The board is considering taking additional steps, including permanently collecting more detailed information on service reliability and implementing reciprocal switching regulations, Oberman said. 

Additionally, the board has proposed two new rules: one would address rate reasonableness; and the other would establish a voluntary and binding arbitration process. The board intends to act on those proposed rules by fall. 

To be sure, not everyone agrees on the scope of the STB’s authority, and some of the recent proposals have been challenged, including by the rail industry. 

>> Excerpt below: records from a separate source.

PR #3711, opened 2025-10-15
add `management-server-allowed-origins` from 25w42a

EmilyxFox:
https://www.minecraft.net/en-us/article/minecraft-snapshot-25w42a


itzg (approved):
Thanks!

PR #3744, opened 2025-11-03
File globbing for Ignore Missing Files

JackHicks02:


JackHicks02:
^Fairly confident that failing check is a bug

itzg:
> ^Fairly confident that failing check is a bug

Seems to be, but it's strange I have never seen that before. I'll double check on my local system later.

itzg (approved):
Changes look great. I'll probably just merge even though RTD had that blip.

“However, while the problems facing the rail industry today are significant, in my view, the board can use its existing authority to mitigate those problems in a meaningful way,” Oberman said.  

Although much of the board’s work involves freight railroads, the STB’s involvement in passenger rail has been expanding and will expand even further under the Infrastructure Investment and Jobs Act that Congress passed last year. Under the new infrastructure law, the STB will set up a passenger-rail office that will enforce on-time passenger-rail performance, Oberman noted. 

After Oberman’s prepared remarks, various subcommittee members asked about the STB’s authority, particularly in addressing the current rail service problems. Some of the Republican members asked the STB members to take into consideration how their proposed rulemakings, particularly on things like reciprocal switching, could further complicate the nation’s freight-rail network and/or the supply-chain.

Oberman assured lawmakers the board would take into consideration the potential impact of its regulatory proposals on the rail network and broader supply chain.